(Stored data)
PR #1077, opened 2019-09-06
GH-1073: batch first

### LINKED ISSUE #1073: Change SequenceTagger and DocumentRNNEmbeddings to batch_first mode
We are currently not consistent in Flair with whether we use `batch_first=True` or not. The `LockedDropout` and `WordDropout` classes for instance do not currently support a `batch_first` mode, so we do awkward transpose operations in the `SequenceTagger` and `DocumentRNNEmbeddings`. 

**Task**: Make everything `batch_first`. Add support for this in `LockedDropout` and `WordDropout` and remove transpose operations from `SequenceTagger` and `DocumentRNNEmbeddings`.

alanakbik:
Closes #1073 

This PR changes `WordDropout` and `LockedDropout` to be robust to `batch_first` mode. For `LockedDropout` this means adding a boolean parameter `batch_first` to the constructor that by default is set to `True`. 

The `WordDropout` is now implemented differently as the previous version was a 'lcoked' word dropout that would always drop the same index words across a mini-batch. Now, words are dropped fully at random. Some initial experiments show that this improves downstream task training. 

The PR also removes the transpose operations in the `SequenceTagger` and the `DocumentRNNEmbeddings` and removes the sorting logic from the `DocumentRNNEmbeddings`.

### DIFF
--- a/flair/embeddings.py
+++ b/flair/embeddings.py
@@ -2681,6 +2681,7 @@ class DocumentRNNEmbeddings(DocumentEmbeddings):
                 hidden_size,
                 num_layers=rnn_layers,
                 bidirectional=self.bidirectional,
+                batch_first=True,
             )
         else:
             self.rnn = torch.nn.GRU(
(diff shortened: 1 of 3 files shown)


kashif:
👍

alanakbik:
:+1:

▸ **Assigned task**:
Please output every record, keeping each line exact.

▸ **Answer space**:
PR #1077, opened 2019-09-06
GH-1073: batch first

### LINKED ISSUE #1073: Change SequenceTagger and DocumentRNNEmbeddings to batch_first mode
We are currently not consistent in Flair with whether we use `batch_first=True` or not. The `LockedDropout` and `WordDropout` classes for instance do not currently support a `batch_first` mode, so we do awkward transpose operations in the `SequenceTagger` and `DocumentRNNEmbeddings`. 

**Task**: Make everything `batch_first`. Add support for this in `LockedDropout` and `WordDropout` and remove transpose operations from `SequenceTagger` and `DocumentRNNEmbeddings`.

alanakbik:
Closes #1073 

This PR changes `WordDropout` and `LockedDropout` to be robust to `batch_first` mode. For `LockedDropout` this means adding a boolean parameter `batch_first` to the constructor that by default is set to `True`. 

The `WordDropout` is now implemented differently as the previous version was a 'lcoked' word dropout that would always drop the same index words across a mini-batch. Now, words are dropped fully at random. Some initial experiments show that this improves downstream task training. 

The PR also removes the transpose operations in the `SequenceTagger` and the `DocumentRNNEmbeddings` and removes the sorting logic from the `DocumentRNNEmbeddings`.

### DIFF
--- a/flair/embeddings.py
+++ b/flair/embeddings.py
@@ -2681,6 +2681,7 @@ class DocumentRNNEmbeddings(DocumentEmbeddings):
                 hidden_size,
                 num_layers=rnn_layers,
                 bidirectional=self.bidirectional,
+                batch_first=True,
             )
         else:
             self.rnn = torch.nn.GRU(
(diff shortened: 1 of 3 files shown)


kashif:
👍

alanakbik:
:+1:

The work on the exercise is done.